Als Speckmann von seiner Angst auslösenden Aufgabe als Jugendlicher erzählt, hören ihm die Gäste, die der Einladung der Jüdischen Gemeinde gefolgt sind, gebannt zu. "Heb du das Grab für Kratzenstein aus", habe sein über 70-jähriger Lehrmeister und Friedhofsgärtner Michelsen ihm damals aufgetragen. Michelsen: Christ und Freund vieler Hamelner Juden. Juden auf dem Friedhof zu begraben, war in jener Zeit verboten, alles musste heimlich passieren, nachts. An die "Menschlichkeit" habe der Chef appelliert. Mit ihm die beiden Juden Löwenstein und Bernstein, die sich dafür eingesetzt haben, dass Kratzenstein würdig beerdigt wird. Mit dem abstrakten Begriff "Menschlichkeit" habe Speckmann erst viele Jahre später etwas anfangen können, sagt er.

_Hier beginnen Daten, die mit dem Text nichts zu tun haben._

PR #5269, opened 2017-12-01
[BUGFIX FEAT] Preserve local hasMany changes during flushCanonical

hjdivad:
resolves #5269 

When new data comes in via `store.push` for a many array, and
`ManyArray.prototype.flushCanonical` is invoked:
  - new, unpersisted records added to the relationship are correctly not discarded, but
  - persisted records added to the relationship are erroneously discarded
  - new, unpersisted removals from the relationship are erroneously discarded

paired with @rwjblue, fix and additional test by @runspired

### DIFF
--- a/addon/-private/system/diff-array.js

Gegen 23 Uhr - an einer von der Scharnhorststraße nicht einsehbaren Stelle - habe er das Loch gegraben. "Piefke", habe sein Chef ihm mit auf den Weg gegeben, "du brauchst gar nicht so tief ausheben". Denn: Die Grabtiefe für Juden ist niedriger als bei Christen, und der Sarg, in dem Siegmund Kratzenstein, in die Erde gelassen werden sollte, sei schlicht und ohne Dach gewesen. "Ich hatte Angst!", so Speckmann.
Reichsprogromnacht, 9. November 1938 - Siegmund Kratzenstein wird aus seinem Haus am Kastanienwall und vor die brennende Synagoge gezerrt, gepeinigt, verprügelt. Die Verletzungen, die ihm hinterher im Konzentrationslager Buchenwald zugeführt werden, überlebt er nicht. Nach seiner Entlassung stirbt er mit 62 Jahren in seinem Hamelner Haus. Es heißt, so Bernhard Gelderblom, im KZ habe man Kratzenstein den Buckel weggeprügelt.
An der heimlichen Beerdigung, einen Tag nach Ausheben des Grabes, nahmen nur wenige teil, erzählt Speckmann. Er selbst habe sich hinter Lebensbäumen versteckt und von dort aus die kurze Zeremonie beobachtet. Das Grab wurde zugeschüttet, ebenerdig, und ohne Kennzeichnung zurückgelassen.
Vor wenigen Tagen nun hat Rachel Dohme Kontakt zu den Nachfahren Kratzensteins in Australien aufgenommen, um mit ihnenüber das Aufstellen eines Grabsteins zu sprechen. "Ein dauerhaftes Gedenken an diesen Mann", sagt auch Gelderblom, "wäre wunderbar". Wenn die Verwandten ihre Einwilligung geben, soll auch der Platz bekannt gegeben werden, an dem Dr. Siegmund Kratzenstein, ? 28.11.1938, begraben liegt.